Task instructions: Each line of the data holding "return" should be found and copied.

[Stored data entries]
Issue #190, opened 2017-06-05
"Cannot find" errors when deriving due to a lack of imports


RyanGlScott:
There's a bit of discrepancy among the derivable type classes when it comes to what you need to import to actually make them work. To explain what I mean, consider this example:

```haskell
{-# LANGUAGE ExistentialQuantification #-}
{-# LANGUAGE GADTs #-}
{-# LANGUAGE InstanceSigs #-}
{-# LANGUAGE ScopedTypeVariables #-}
{-# LANGUAGE TemplateHaskell #-}
{-# LANGUAGE TypeFamilies #-}
{-# LANGUAGE TypeInType #-}
{-# LANGUAGE UndecidableInstances #-}
module Bug where

import Data.Singletons.TH

$(singletons [d| data T = T deriving Eq |])
```

This compiles, needing only an import of `Data.Singletons.TH`. If you try `Enum` instead, however:

```haskell
$(singletons [d| data T = T deriving Enum |])
```

You're greeted with this rather confusing error message:

```
Bug.hs:12:3: error:
    Cannot find class declaration annotation for Data.Singletons.Prelude.Enum.Enum
   |
12 | $(singletons [d| data T = T deriving Enum |])
   |   ^^^^^^^^^^^^^^^^^^^^^^^^^^^^^^^^^^^^^^^^^^

Bug.hs:12:3: error: Q monad failure
   |
12 | $(singletons [d| data T = T deriving Enum |])
   |   ^^^^^^^^^^^^^^^^^^^^^^^^^^^^^^^^^^^^^^^^^^
```

Similarly with `Bounded`:

```haskell
$(singletons [d| data T = T deriving Bounded |])
```
```
Bug.hs:12:3: error: Cannot find type annotation for MinBound
   |
12 | $(singletons [d| data T = T deriving Bounded |])
   |   ^^^^^^^^^^^^^^^^^^^^^^^^^^^^^^^^^^^^^^^^^^^^^

Bug.hs:12:3: error: Q monad failure
   |
12 | $(singletons [d| data T = T deriving Bounded |])
   |   ^^^^^^^^^^^^^^^^^^^^^^^^^^^^^^^^^^^^^^^^^^^^^
```

`Ord` also gives an error (although not quite as confusing):

```haskell
$(singletons [d| data T = T deriving (Eq, Ord) |])
```
```
Bug.hs:12:3: error:
    • Data constructor not in scope: SEQ :: Sing 'EQ
[...]

Issue #160, opened 2016-09-24
Promote `error` to custom type error


crockeea:
With the addition of custom type errors, it should be possible to promote calls to `error` to a custom type error. For example, (very roughly)

```
singletons [d|
  foo :: Int -> Int
  foo 0 = 1
  foo _ = error $ "Can't call foo on " ++ (show x)
  |]
```

should get a type family

```
type family FFoo x where
  FFoo Z = S Z
  FFoo x = TypeError (Text "Can't call foo on " :<>: ShowType x)
```

It'd be great to change the `foo` in the error message to `FFoo`; any ideas how that can happen?

goldfirere:
I had initially thought this was easy, but now I'm backing off.

It would be easy to take `error "blah"` and promote that to `TypeError (Text "blah")`, but now that you introduce function calls, etc., it's getting harder. This effectively requires that `String`s be promoted either to `Symbol`s or to `ErrorMessage`s, depending on the context. This would be hard.

I think the Right Way to do this is to promote `Char` to `Symbol` (where each such `Symbol` is one-character long) and then `String` to `[Symbol]`. Then we can concatenate type-level strings. `error` can be treated as `TypeError` composed with `Text`. Then it all should work. But this is not a quick fix, I'm afraid.

RyanGlScott:
One other avenue we could explore is using `base-4.10.0.0`'s new [`AppendSymbol` type family](http://git.haskell.org/ghc.git/blob/69d9081d9fa3ff36fda36e4e11ef7e8f946ecf2a:/libraries/base/GHC/TypeLits.hs#l140) to append `Symbols` together.

goldfirere:
But how do we know whether to promote `++` to `:++` or to `AppendSymbol`?

Really, the problem is that `Symbol` is *not* a promoted string. It is Something Else.

RyanGlScott:
Perhaps we shouldn't be using `(++)` at all for appending `Symbol`s. They are abstract types, after all. I'm envisioning adding `Monoid` to `singletons` ([as you do in the `monads` branch](https://github.com/goldfirere/singletons/commit/d09004ef25590cb0748f67842c1549d1f3c10cab#diff-5ba76c7731f041b351bdcd590756fd1eR120)) and promoting/singling a `Monoid Symbol` instance that uses `AppendSymbol` as `mappend`. Then, you can promote this code:

```haskell
singletons [d|
  foo :: Int -> Int
  foo 0 = 1
[...]

PR #191, opened 2017-06-05
Add promotion, singling, and deriving for Show

RyanGlScott:
Now that `GHC.TypeLits` features an `AppendSymbol` type family, it's possible to promote/single 90% of the `Show` type class and its features. (For the 10% that isn't covered, see my comment above the `Show Symbol` instance, as well as the comment explaining the lack of a `PShow Nat` instance.)

This also adds support for `deriving Show`, along with some test cases to stress-test it.

### DIFF
--- a/singletons.cabal
+++ b/singletons.cabal
@@ -44,9 +44,10 @@ library
   hs-source-dirs:     src
   build-depends:      base >= 4.10 && < 5,
                       mtl >= 2.1.2,
+                      ghc-boot-th,
                       template-haskell,
                       containers >= 0.5,
-                      th-desugar >= 1.7 && < 1.8,
+                      th-desugar >= 1.7.1 && < 1.8,
                       syb >= 0.4,
                       text >= 1.2
   default-language:   Haskell2010
@@ -70,6 +71,7 @@ library
                       Data.Singletons.Prelude.List.NonEmpty,
                       Data.Singletons.Prelude.Maybe,
                       Data.Singletons.Prelude.Num
+                      Data.Singletons.Prelude.Show,
                       Data.Singletons.Prelude.Tuple,
                       Data.Promotion.Prelude,
                       Data.Promotion.TH,
@@ -84,6 +86,7 @@ library
                       Data.Promotion.Prelude.List.NonEmpty,
                       Data.Promotion.Prelude.Maybe,
                       Data.Promotion.Prelude.Num,
+                      Data.Promotion.Prelude.Show,
                       Data.Promotion.Prelude.Tuple,
                       Data.Singletons.TypeLits,
                       Data.Singletons.Decide,
@@ -93,6 +96,7 @@ library
                       Data.Singletons.Deriving.Bounded,
                       Data.Singletons.Deriving.Enum,
                       Data.Singletons.Deriving.Ord,
+                      Data.Singletons.Deriving.Show,
                       Data.Singletons.Prelude.List.NonEmpty.Internal,
                       Data.Singletons.Promote,
                       Data.Singletons.Promote.Monad,
--- a/singletons.cabal
+++ b/singletons.cabal
@@ -47,7 +47,7 @@ library
                       ghc-boot-th,
                       template-haskell,
                       containers >= 0.5,
-                      th-desugar >= 1.7.1 && < 1.8,
+                      th-desugar >= 1.8 && < 1.9,
                       syb >= 0.4,
                       text >= 1.2
   default-language:   Haskell2010
--- a/src/Data/Promotion/Prelude.hs
+++ b/src/Data/Promotion/Prelude.hs
@@ -42,6 +42,9 @@ module Data.Promotion.Prelude (
   -- * Promoted numbers
   module Data.Promotion.Prelude.Num,
 
+  -- * Promoted 'Show'
+  module Data.Promotion.Prelude.Show,
+
   -- ** Miscellaneous functions
   Id, Const, (:.), type ($), type ($!), Flip, AsTypeOf, Until, Seq,
 
@@ -161,4 +164,5 @@ import Data.Promotion.Prelude.Ord
 import Data.Promotion.Prelude.Enum
   hiding (Succ, Pred, SuccSym0, SuccSym1, PredSym0, PredSym1)
 import Data.Promotion.Prelude.Num
+import Data.Promotion.Prelude.Show
 import Data.Singletons.TypeLits
--- a/src/Data/Promotion/Prelude.hs
+++ b/src/Data/Promotion/Prelude.hs
@@ -43,7 +43,7 @@ module Data.Promotion.Prelude (
   module Data.Promotion.Prelude.Num,
 
   -- * Promoted 'Show'
-  PShow(..), ShowS, SChar, (:<>), Shows, ShowChar, ShowString, ShowParen,
+  PShow(..), ShowS, SChar, show_, (:<>), Shows, ShowChar, ShowString, ShowParen,
 
   -- ** Miscellaneous functions
   Id, Const, (:.), type ($), type ($!), Flip, AsTypeOf, Until, Seq,
@@ -98,7 +98,7 @@ module Data.Promotion.Prelude (
   (:^$), (:^$$),
 
   ShowsPrecSym0, ShowsPrecSym1, ShowsPrecSym2, ShowsPrecSym3,
-  Show'Sym0, Show'Sym1,
+  Show_Sym0, Show_Sym1,
   ShowListSym0, ShowListSym1, ShowListSym2,
   (:<>$), (:<>$$), (:<>$$$),
   ShowsSym0, ShowsSym1, ShowsSym2,
--- a/src/Data/Promotion/Prelude.hs
+++ b/src/Data/Promotion/Prelude.hs
@@ -43,7 +43,7 @@ module Data.Promotion.Prelude (
   module Data.Promotion.Prelude.Num,
 
   -- * Promoted 'Show'
-  module Data.Promotion.Prelude.Show,
+  PShow(..), ShowS, SChar, (:<>), Shows, ShowChar, ShowString, ShowParen,
 
   -- ** Miscellaneous functions
   Id, Const, (:.), type ($), type ($!), Flip, AsTypeOf, Until, Seq,
@@ -96,6 +96,15 @@ module Data.Promotion.Prelude (
   UncurrySym0, UncurrySym1, UncurrySym2,
 
   (:^$), (:^$$),
+
+  ShowsPrecSym0, ShowsPrecSym1, ShowsPrecSym2, ShowsPrecSym3,
+  Show'Sym0, Show'Sym1,
+  ShowListSym0, ShowListSym1, ShowListSym2,
+  (:<>$), (:<>$$), (:<>$$$),
+  ShowsSym0, ShowsSym1, ShowsSym2,
+  ShowCharSym0, ShowCharSym1, ShowCharSym2,
+  ShowStringSym0, ShowStringSym1, ShowStringSym2,
+  ShowParenSym0, ShowParenSym1, ShowParenSym2,
 
   IdSym0, IdSym1, ConstSym0, ConstSym1, ConstSym2,
   (:.$), (:.$$), (:.$$$),
--- a/src/Data/Promotion/Prelude/Show.hs
+++ b/src/Data/Promotion/Prelude/Show.hs
@@ -12,38 +12,23 @@
 -----------------------------------------------------------------------------
 
 module Data.Promotion.Prelude.Show (
-  PShow(..), SymbolS, SChar,
+  PShow(..), SymbolS, SChar, show_, (:<>),
+  Shows, ShowListWith, ShowChar, ShowString, ShowParen,
+  ShowSpace, ShowCommaSpace, AppPrec, AppPrec1,
 
+  -- * Defunctionalization symbols
   ShowsPrecSym0, ShowsPrecSym1, ShowsPrecSym2, ShowsPrecSym3,
-  Show'Sym0, Show'Sym1,
+  Show_Sym0, Show_Sym1,
   ShowListSym0, ShowListSym1, ShowListSym2,
-
-  (:<>),
   (:<>$), (:<>$$), (:<>$$$),
-
-  Shows,
   ShowsSym0, ShowsSym1, ShowsSym2,
-
-  ShowListWith,
   ShowListWithSym0, ShowListWithSym1, ShowListWithSym2, ShowListWithSym3,
-
-  ShowChar,
   ShowCharSym0, ShowCharSym1, ShowCharSym2,
-
-  ShowString,
   ShowStringSym0, ShowStringSym1, ShowStringSym2,
-
-  ShowParen,
   ShowParenSym0, ShowParenSym1, ShowParenSym2,
-
-  ShowSpace,
   ShowSpaceSym0, ShowSpaceSym1,
-
-  ShowCommaSpace,
   ShowCommaSpaceSym0, ShowCommaSpaceSym1,
-
-  AppPrec, AppPrecSym0,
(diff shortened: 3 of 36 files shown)


goldfirere:
Wow. This is quite a bit of work!

I hate to ask, but: Why? It has occurred to me to allow this kind of thing, but I always thought a singletonized version of `Show` was useless.

RyanGlScott:
My use case is type-level error messages, and works towards improving the story for #160. Currently, you have only primitive ways of constructing an `ErrorMessage`:

```haskell
data {-kind-} ErrorMessage = Text Symbol
                           | forall t. ShowType t
```

`ShowType` gives you one way of lifting arbitrary types to error messages, but it locks you into a particular way of rendering the types. There are a number of things about `ShowType`'s pretty-printing that I (and imagine others) would find unsavory, such as:

1. `ShowType` always renders promoted ticks, which can look messy:

   ```
   λ> let f :: TypeError (ShowType (Just True)); f = undefined
   
   <interactive>:11:10: error:
       • 'Just 'True
       • In the type signature:
           f :: TypeError (ShowType (Just True))
   ```
2. `ShowType` doesn't take fixity into account:

   ```
   λ> let f :: TypeError (ShowType (True `Infix` True)); f = undefined
   
   <interactive>:18:10: error:
       • Infix 'True 'True
       • In the type signature:
           f :: TypeError (ShowType (True `Infix` True))
   ```
3. More generally, `ShowType` is not _customizable_. The only way to make `ShowType` give the output you want to is carefully craft your types such that GHC's pretty-printer displays them the way you want, but that approach doesn't scale.

So, the other option is to use `Text`. But _prima facie_, there appears to be only one way to use `Text`: construct `Symbol`s by hand. But not with a promoted `PShow` class! `PShow` grants you the power to come up with flexible ways of turning your types into `Symbol`s in a composable way.

To really solve #160, we'll probably want to distinguish between `showType` (an `ErrorMessage` constructor) and `show'` (what this PR provides), as well as `(<>:)` (an `ErrorMessage` constructor) and `(<>)` (what this PR provides), for folks who want to use both, but I decided that was out of the scope of this PR.

goldfirere:
A compelling answer. I will review shortly.

src/Data/Singletons/Deriving/Show.hs
```diff
@@ -0,0 +1,140 @@
...
+                                   `DAppE` dStringE (parenInfixConName con_name " "))
+                         `DAppE` composed_args
+      return $ DClause [DVarPa p, DConPa con_name $ map DVarPa args] $
+        DVarE showParenName
+          `DAppE` (DVarE gtName `DAppE` DVarE p `DAppE` dIntegerE appPrec)
+          `DAppE` named_args
+
+    -- A record constructor with no fields? This probably won't ever happen,
+    -- but just to be safe, we'll act as if it were a DNormalC.
+    go (DRecC []) = go (DNormalC False [])
```
goldfirere: Yes, this can really happen. GHC's `Show` instance does not print the extra braces, just as yours behaves here.

src/Data/Singletons/Prelude.hs
```diff
@@ -54,6 +54,9 @@ module Data.Singletons.Prelude (
   -- * Singletons numbers
   module Data.Singletons.Prelude.Num,
 
+  -- * Singleton 'Show'
+  module Data.Singletons.Prelude.Show,
```
goldfirere: Ditto my comment above about the "promotion" Prelude.

src/Data/Singletons/Prelude/Show.hs
```diff
@@ -0,0 +1,229 @@
...
+{-# LANGUAGE TypeInType #-}
+{-# LANGUAGE TypeOperators #-}
+{-# LANGUAGE UndecidableInstances #-}
+
+{-# LANGUAGE TypeApplications #-}
+
+-----------------------------------------------------------------------------
+-- |
+-- Module      :  Data.Singletons.Prelude.Show
+-- Copyright   :  (C) 2013 Richard Eisenberg
```
goldfirere: You may as well put your own name here...

src/Data/Singletons/Prelude/Show.hs
```diff
@@ -0,0 +1,229 @@
...
+import qualified Data.Text as T
+
+import           GHC.TypeLits
+
+import qualified Prelude as P
+import           Prelude hiding (Show(..))
+
+import           Unsafe.Coerce (unsafeCoerce)
+
+-- | The promoted analogue of '(<>)' for 'Symbol's. This uses the special
```
goldfirere: I don't want to be forward-incompatible with `Data.Monoid`'s `(<>)`. But I suppose this isn't incompatible with it.

src/Data/Singletons/Prelude/Show.hs
```diff
@@ -0,0 +1,229 @@
...
+
+-- | GHC currently has no notion of type-level 'Char's, so we fake them with
+-- single-character 'Symbol's.
+type SChar = Symbol
+
+$(singletonsOnly [d|
+  class Show a where
+    showsPrec :: Nat -> a -> SymbolS
+    -- Intentionally renamed to avoid clashing with the Show class
+    show'     :: a -> Symbol
```
goldfirere: In other places, `singletons` uses a trailing underscore to avoid naming conflicts. See `Data.Singletons.Prelude.Maybe.maybe_`. But remember to export the term-level name, then, too.

src/Data/Singletons/Prelude/Show.hs
```diff
@@ -0,0 +1,229 @@
...
+  instance (Show a, Show b, Show c, Show d, Show e, Show f) => Show (a,b,c,d,e,f) where
+    showsPrec _ (a,b,c,d,e,f) s = show_tuple [shows a, shows b, shows c, shows d, shows e, shows f] s
+
+  instance (Show a, Show b, Show c, Show d, Show e, Show f, Show g)
+          => Show (a,b,c,d,e,f,g) where
+    showsPrec _ (a,b,c,d,e,f,g) s
+          = show_tuple [shows a, shows b, shows c, shows d, shows e, shows f, shows g] s
+  |])
+
+-- At the moment, I can't think of a way to implement a PShow Nat instance,
```
goldfirere: It can't be that hard... just write a normal `toString :: Integer -> String` and promote it, no? :)

src/Data/Singletons/Prelude/Show.hs
```diff
@@ -0,0 +1,229 @@
...
+
+  sShowList sl sx =
+    let l = fromSing sl
+        x = fromSing sx
+        ex = someSymbolVal (P.show l ++ T.unpack x)
+    in
+    case ex of
+      SomeSymbol (_ :: Proxy s) -> unsafeCoerce (SSym :: Sing s)
+
+$(singShowInstances [ ''(), ''Maybe, ''Either, ''NonEmpty, ''Bool, ''Ordering ])
```
goldfirere: Lists? Or is that handled by `showList`?

src/Data/Promotion/Prelude.hs
```diff
@@ -42,6 +42,9 @@ module Data.Promotion.Prelude (
   -- * Promoted numbers
   module Data.Promotion.Prelude.Num,
 
+  -- * Promoted 'Show'
+  module Data.Promotion.Prelude.Show,
```
RyanGlScott: Hm, good catch. I'll be more selective with what I export.

src/Data/Promotion/Prelude/Show.hs
```diff
@@ -0,0 +1,49 @@
...
+-- Maintainer  :  Jan Stolarek (jan.stolarek@p.lodz.pl)
+-- Stability   :  experimental
+-- Portability :  non-portable
+--
+-- Exports a promoted version of 'Show'
+--
+-----------------------------------------------------------------------------
+
+module Data.Promotion.Prelude.Show (
+  PShow(..), SymbolS, SChar,
```
RyanGlScott: Good catch. I'll do that.

singletons.cabal
```diff
@@ -44,9 +44,10 @@ library
   hs-source-dirs:     src
   build-depends:      base >= 4.10 && < 5,
                       mtl >= 2.1.2,
+                      ghc-boot-th,
                       template-haskell,
                       containers >= 0.5,
-                      th-desugar >= 1.7 && < 1.8,
+                      th-desugar >= 1.7.1 && < 1.8,
```
RyanGlScott: Good thinking. I'll bump it up.

src/Data/Singletons/Deriving/Show.hs
```diff
@@ -0,0 +1,140 @@
...
+import Data.Singletons.Syntax
+import Data.Singletons.Deriving.Infer
+import Control.Monad (when)
+import Data.Maybe (fromMaybe)
+import GHC.Lexeme (startsConSym, startsVarSym)
+import GHC.Show (appPrec, appPrec1)
+
+mkShowInstance :: DsMonad q => DType -> [DCon] -> q UInstDecl
+mkShowInstance ty cons = do
+  when (null cons) $
```
RyanGlScott: Well, standalone deriving _can_ handle it, but it's perhaps not the implementation you'd expect:

```
λ> data Foo
λ> deriving instance Show Foo

==================== Derived instances ====================
Derived instances:
  instance GHC.Show.Show Ghci4.Foo where
    GHC.Show.showsPrec = GHC.Err.error "Void showsPrec"
```

We don't have the ability to promote `error` yet, so that's not an option. And I'm not sure what other implementation you have in mind for empty datatypes, so I left it as an error.

src/Data/Singletons/Deriving/Show.hs
```diff
@@ -0,0 +1,140 @@
...
+    fail ("Can't derive Show instance for " ++ pprint (typeToTH ty) ++ ".")
+  clauses <- mk_showsPrec cons
+  return $ InstDecl { id_cxt = inferConstraints (DConPr showName) cons
+                    , id_name = showName
+                    , id_arg_tys = [ty]
+                    , id_meths = [ (showsPrecName, UFunction clauses) ] }
+
+mk_showsPrec :: DsMonad q => [DCon] -> q [DClause]
+mk_showsPrec cons = do
+    p <- newUniqueName "p" -- The precedence argument (not always used)
```
RyanGlScott: In the code for `mk_showsPrec_clause`, I use `DWildPa`s in place of `DVarPa p` whenever `p` isn't used, so there's no need to prefix it with an underscore.

src/Data/Singletons/Deriving/Show.hs
RyanGlScott: Ah yes. I thought that GHC turned `data Foo = Foo {}` into a `NormalC`, but that's only if you _reify_ it. `[d| data Foo = Foo {} |]` does get turned into `RecC`, as I just experimentally confirmed. I'll edit the comment accordingly.

src/Data/Singletons/Prelude.hs
RyanGlScott: Ditto my response.

src/Data/Singletons/Prelude/Show.hs
RyanGlScott: I'll do that.

src/Data/Singletons/Prelude/Show.hs
RyanGlScott: That's a good point. What we should _really_ be doing is defining a `Monoid` instance for `Symbols` first, and then use `Data.Monoid.<>` instead of defining it here. But we don't have a `Monoid` class in `singletons` yet, so I went with the simpler approach of rolling my own.

src/Data/Singletons/Prelude/Show.hs
RyanGlScott: I could rename `show'` to `show_`. But that presents a problem when actually defining. Defining `maybe_` is simple, since you can just use `singletons`:

```haskell

$(singletons [d|
  -- Renamed to avoid name clash
  maybe_ :: b -> (a -> b) -> Maybe a -> b
  maybe_ n _ Nothing  = n
  maybe_ _ f (Just x) = f x
 |])
```

But we can't do the same for `show_`, since it's a class method of `Show`, which we need to define with `singletonsOnly`, not `singletons`, as we don't want to define another `Show` class. Would you be alright with me just defining this locally?

```haskell
show_ :: Show a => a -> String
show_ = Prelude.show
```

src/Data/Singletons/Prelude/Show.hs
RyanGlScott: I was afraid you'd ask that :)

I suppose I could puzzle my way to an implementation, if you'd want that. I opted not to in this iteration since the [value-level `Integer -> String`](https://github.com/ghc/ghc/blob/ba597c1dd1daf9643b72dc7aeace8d6b3fce84eb/libraries/base/GHC/Show.hs#L471-L548) function that GHC implements is too complicated to promote, and I'm not clever enough to figure out how to make a simpler version off the top of my head.

src/Data/Singletons/Prelude/Show.hs
RyanGlScott: I manually defined a `Show [a]` instance above. I didn't derive it since lists get shown specially.

src/Data/Promotion/Prelude.hs
RyanGlScott: A consequence of this, unfortunately, is that we have to add more `import Data.Singletons.Prelude.Show` statements to various test cases to work around #190. Oh well.

src/Data/Singletons/Prelude/Show.hs
goldfirere: Yes, that's what I meant. Thanks.

goldfirere: Good grief that's complex. I was just thinking of
```
-- works only for non-negatives
toString :: Integer -> String
toString 0 = "0"
toString 1 = "1"
toString 2 = "2"
...
toString 9 = "9"
toString n = toString (n `div` 10) <> toString (n `mod` 10)
```

But you don't have to if that runs into any trouble.

goldfirere: Oops. Commented in the wrong spot, clearly.

src/Data/Singletons/Prelude/Show.hs
goldfirere: Good grief that's complex. I was just thinking of
```
-- works only for non-negatives
toString :: Integer -> String
toString 0 = "0"
toString 1 = "1"
toString 2 = "2"
...
toString 9 = "9"
toString n = toString (n `div` 10) <> toString (n `mod` 10)
```

But you don't have to if that runs into any trouble.

RyanGlScott: How would you promote `div` and `mod`? Both of them also rely on primitive `integer-gmp` operations.

goldfirere: See, for example, https://coq.inria.fr/library/Coq.Init.Nat.html

vagarenko: Why `Div` and `Mod` are not implemented in GHC.TypeLits?
I asked some time ago on trac https://ghc.haskell.org/trac/ghc/ticket/13652 , but no one answered.

RyanGlScott: @vagarenko, the answer to the question "why isn't this in `base`?" is almost always "because you haven't implemented it yet", and that holds true here as well.

That being said, Trac is not the place to make requests to add things to the standard libraries. That's better suited to a discussion on the [libraries mailing list](https://mail.haskell.org/mailman/listinfo/libraries).

RyanGlScott:
I've added a dog-slow `PShow Nat` instance, per your request. As @vagarenko, it could be a lot more efficient if we had built-in `Divmod`, `Div`, and `Mod` type families in `GHC.TypeNats`, but that's not an option at the moment.

I believe I've addressed all of your comments. Let me know if you'd like any other changes.

goldfirere:
Thanks -- merged.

Response area:
+      return $ DClause [DVarPa p, DConPa con_name $ map DVarPa args] $
+  return $ InstDecl { id_cxt = inferConstraints (DConPr showName) cons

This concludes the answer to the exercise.